Приехав в родные места уже известным писателем, Чехов писал: «Когда я вспоминаю про эти балочки, шахты, Саур-Могилу […], вспоминаю, как я ездил на волах в Криничку и в Крепкую графа Платова, то мне становится грустно и жаль, что в Таганроге нет беллетристов и что этот материал, очень милый и ценный, никому не нужен».
Но все это оказалось нужным ему самому, и не только как «материал» – это вошло в структуру его личности. Природа для Чехова – часть его существования. Всем этим он обязан своему степному детству.
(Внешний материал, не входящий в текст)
PR #385, opened 2024-11-24
Increase default maximum message size to 20MiB

petricadaipegsp:
This PR proposes increasing the PubSub default maximum message size to 20MiB preemptively, as frames are already close to the current limit of 10 MiB.

This change however is moderately risky, as un-updated nodes may drop these large messages. We will need a cutoff version (maybe dynamic - return 2.0.4 for 24 hours after the cutoff date, then 2.0.5).

### DIFF
--- a/go-libp2p-blossomsub/pubsub.go
+++ b/go-libp2p-blossomsub/pubsub.go
@@ -26,8 +26,8 @@ import (
 	logging "github.com/ipfs/go-log/v2"
 )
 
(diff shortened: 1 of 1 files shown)


CassOnMars:
I went ahead and merged but I think the ideal strat here would be a "soft upper bound", e.g. 10MB as the upper limit for the merged RPCs, but for unmergeable messages due to size, hard limit of 20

В его рассказах человек «оприрожен», природа – очеловечена. Деревья, цветы, облака, собаки, волки чувствуют и думают, как люди («Агафья», «Каштанка», «Белолобый», «Страх»). Они огорчаются, радуются, волнуются, грустят. Волчиха из «Белолобого» – домашнее, понятное, чадолюбивое существо: «Волчиха была слабого здоровья, мнительная; она вздрагивала от малейшего шума и все думала о том, как бы дома без нее кто не обидел волчат. […] Ее мучил голод, голова разболелась от собачьего лая…».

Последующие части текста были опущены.